### What is expected
Give the number of lines containing "binaries" in this listing, with no other words.

### The data

PR #1890, opened 2023-05-04
Fix GoReleaser Pro

brianstrauch:
What
----
No need to break the GoReleaser run into two separate commands. We can build the Linux binaries first and add them as `prebuilt`. Also fixed some small bugs.

### DIFF
--- a/.goreleaser.yml
+++ b/.goreleaser.yml
@@ -121,7 +121,7 @@ builds:
     goamd64:
       - v1
     prebuilt:
-      path: dist/confluent_{{ .Os }}_{{ .Arch }}_{{ with .Amd64 }}_v1{{ end }}/confluent
+      path: dist/confluent_{{ .Os }}_{{ .Arch }}_{{ with .Amd64 }}_{{ . }}{{ end }}/confluent
 
 release:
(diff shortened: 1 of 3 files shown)


.goreleaser.yml
```diff
@@ -121,7 +121,7 @@ builds:
     goamd64:
       - v1
     prebuilt:
-      path: dist/confluent_{{ .Os }}_{{ .Arch }}_{{ with .Amd64 }}_v1{{ end }}/confluent
+      path: dist/confluent_{{ .Os }}_{{ .Arch }}_{{ with .Amd64 }}_{{ . }}{{ end }}/confluent
```
sgagniere, line 124: Is the `.` a wildcard?

sgagniere (approved):

.goreleaser.yml
brianstrauch: I think if `.Amd64` is defined, the `.` gets replaced with its value. I'm copying from the documentation here: https://goreleaser.com/customization/builds/#import-pre-built-binaries (Although I couldn't find any documentation that explains how it works... so I'm going in blind)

### Solution to the exercise
2